Our planet is undergoing rapid change due to the expanding human population and climate
change, which leads to extreme weather events and habitat loss. It is more important than
ever to develop methods which can monitor the impact we are having on the biodiversity of
our planet. To influence policy changes in wildlife and resource management practices we
need to provide measurable evidence of how we are affecting animal health and fitness and
the ecosystems needed for their survival. We also need to pool our resources and work in
interdisciplinary teams to find common threads which can help preserve biodiversity and
vital habitats. This dissertation showcases how improved molecular biology assays and data
analysis approaches can help monitor the fitness of animal populations within changing ecosystems.
Chapter 1 details the development of a universal telomere assay for vertebrates. Recent
work has shown the utility of telomere assays in tracking animal health. Telomere lengths
can predict extinction events in animal populations, life span, and fitness consequences of
anthropogenic activity. Telomere length assays are an improvement over other methods of
measuring animal stress, such as cortisol levels, since they are stable during capture and
sampling of animals. This dissertation provides a telomere length assay which can be used
for any vertebrate. The assay was developed using a quantitative polymerase chain reaction
platform which requires low DNA input and is rapid. This dissertation also demonstrates how
this assay improves on current telomere assays developed for mice and can be used in a
vertebrate not previously assayed for telomere lengths, the American kestrel. This work has
the potential to propel research in vertebrate systems forward as it alleviates the need to
develop new reference primers for each species of interest. This improved assay has shown
promise in studies in mouse cell line studies, American kestrels, golden eagles, five species
of passerine birds, osprey, northern goshawks and bighorn sheep.
Chapter 2 presents a machine learning analysis, using a topic model approach, to integrate
big data from remote sensing, leaf area index surveys, metabolomics and metagenomics to analyze
community composition in cross-disciplinary datasets. Topic models were applied to understand
community organization across a range of distinct, but connected, biological scales within the
sagebrush steppe. The sagebrush steppe is home to several threatened species, including the
pygmy rabbit (Brachylagus idahoensis) and sage-grouse (Centrocercus urophasianus).
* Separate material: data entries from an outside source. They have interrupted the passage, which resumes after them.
Issue #128, opened 2015-02-05
Ensure auto-creating topics works


kbourgoin:
Both the producer and consumer should be able to handle topics that don't exist yet.

- [ ] python implementation
- [x] librdkafka implementation

yungchin:
Ack. On the rdkafka side, I'm planning to add some magic to rdkafka.cluster.topics for this.

kbourgoin:
What are you thinking there? I haven't done any work on the python side yet, so I'm not entirely sure where it would live. I was thinking to create essentially a VirtualTopic class which would handle things until it was replaced by a real `Topic` at some point.  Not really sure that works, though.

yungchin:
I'm not entirely sure yet, but I think it would work ok if cluster.topics
gets a __missing__ method that just creates a new Topic (so the first
access would be a little slow perhaps)?

kbourgoin:
Yeah, I think that's how it'll have to be done.  I need to verify that this even works in Kafka since auto-creating topics was broken on 0.8.0.  I'm assuming it's been fixed since then.

yungchin:
Yep, I've seen it work fine both on kafka 0.8.1 and 0.8.2 - one way to trigger creation is to do a metadata request on that specific topic name. That might be a nice call to stick in a __missing__() method.

PR #147, opened 2015-04-23
Add topic auto-creation.

kbourgoin:
Adds topic auto-creation to the Python implementation for #128.  I went with a very simple implementation with hard-coded retry and backoff values.  I'm not sure if we need to have these configurable, but could probably repurpose some of our settings if so.


pykafka/pykafka/cluster.py
```diff
@@ -3,16 +3,38 @@
...
+    """Dictionary which will attempt to auto-create unknown topics."""
+
+    def __init__(self, cluster, *args, **kwargs):
+        super(TopicDict, self).__init__(*args, **kwargs)
+        self._cluster = weakref.proxy(cluster)
+
+    def __missing__(self, key):
+        logger.info('Topic %s not found. Attempting to auto-create.', key)
+        # Auto-creating will take a moment, so we try 3 times.
+        for i in xrange(3):
```
emmett9001: There are about 15 different places where we do backoff logic like this. I'm wondering if there's a way we can standardize.

pykafka/pykafka/cluster.py
```diff
@@ -3,16 +3,38 @@
...
+            self._cluster.brokers[0].request_metadata(topics=[key])
```
emmett9001: I'm not sure what this does in the context of creating a new topic, but it seems important. Maybe it should be rolled up into a convenience method along with the next line.

emmett9001:
Nice and simple. Looks good!

pykafka/pykafka/cluster.py
kbourgoin: I agree, but I'm going to pass for the sake of this PR.  We could definitely use some standardization there.

pykafka/pykafka/cluster.py
kbourgoin: Yeah, that's a good point. I'll add it as a private method and have a docstring explaining why it does what it does.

It covers vast swaths of the western United States and is subject to habitat fragmentation and
land use conversion for both farming and rangeland use. It is also threatened by increases in
fire events which can dramatically alter the landscape. Restoration efforts have been hampered
by a lack of resources and often by inadequate collaboration between stakeholders and scientists.
This work brought together scientists from four disciplines: remote sensing, field ecology,
metabolomics and metagenomics, to provide a framework for how studies can be designed and
analyzed that integrate patterns of biodiversity from multiple scales, from the molecular to
the landscape scale. A topic model approach was used which groups features (chemicals, bacterial
and plant taxa, and light spectrum) into “communities” which in turn can be analyzed for their
presence within individual samples and time points. Within the landscape, I found communities
which contain encroaching plant species, such as juniper (Juniperus spp.) and cheatgrass
(Bromus tectorum). Within plants, I found chemicals which are known toxins to herbivores.
Within herbivores, I identified differences in bacterial taxonomical communities associated with
changes in diet. This work will help to inform restoration efforts and provide a road map for
designing interdisciplinary studies.